• **Try it**:
The answer is the complete listing below, written out again exactly.

• **Supplied material**:
#####
PR #1179, opened 2021-02-03
Makes a-label__heading respond like an h4 on small screens

wpears:
`.a-label__heading` is designed to function as an `h4` (via its call to the `.heading-4` mixin) but doesn't respond to small screens [like an `h4`](https://github.com/cfpb/design-system/blob/main/packages/cfpb-core/src/base.less#L250-L256). This PR fixes that.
#####
• **Written solution**:
PR #1179, opened 2021-02-03
Makes a-label__heading respond like an h4 on small screens

wpears:
`.a-label__heading` is designed to function as an `h4` (via its call to the `.heading-4` mixin) but doesn't respond to small screens [like an `h4`](https://github.com/cfpb/design-system/blob/main/packages/cfpb-core/src/base.less#L250-L256). This PR fixes that.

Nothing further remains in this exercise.